*THE PROBLEM*
Your answer should hold only the line containing "--- a/setup/nextcloud.sh" and each line that follows it in the listing, copied exactly.

_ _ _ _ _ _ _

PR #1960, opened 2021-04-13
Updated Nextcloud to 20.0.8, contacts to 3.5.1, calendar to 2.2.0

jvolkenant:
Updates Nextcloud and plugins.  This should also fix https://github.com/mail-in-a-box/mailinabox/issues/1887.

### DIFF
--- a/setup/nextcloud.sh
+++ b/setup/nextcloud.sh
@@ -97,12 +97,12 @@ InstallNextcloud() {
 }
 
 # Nextcloud Version to install. Checks are done down below to step through intermediate versions.
-nextcloud_ver=20.0.1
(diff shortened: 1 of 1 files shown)


JoshData:
I'll merge this but we can probably also jump to version 21 now.

yodax:
> I'll merge this but we can probably also jump to version 21 now.

According to https://docs.nextcloud.com/server/latest/admin_manual/installation/system_requirements.html we need at least php-7.3, but 7.4 is recommended. This isn't currently available without installing a PPA.

JoshData:
Ahha! Nevermind then. :)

_ _ _ _ _ _ _

*ANSWER SECTION*
--- a/setup/nextcloud.sh
+++ b/setup/nextcloud.sh
@@ -97,12 +97,12 @@ InstallNextcloud() {
 }
 
 # Nextcloud Version to install. Checks are done down below to step through intermediate versions.
-nextcloud_ver=20.0.1
(diff shortened: 1 of 1 files shown)


JoshData:
I'll merge this but we can probably also jump to version 21 now.

yodax:
> I'll merge this but we can probably also jump to version 21 now.

According to https://docs.nextcloud.com/server/latest/admin_manual/installation/system_requirements.html we need at least php-7.3, but 7.4 is recommended. This isn't currently available without installing a PPA.

JoshData:
Ahha! Nevermind then. :)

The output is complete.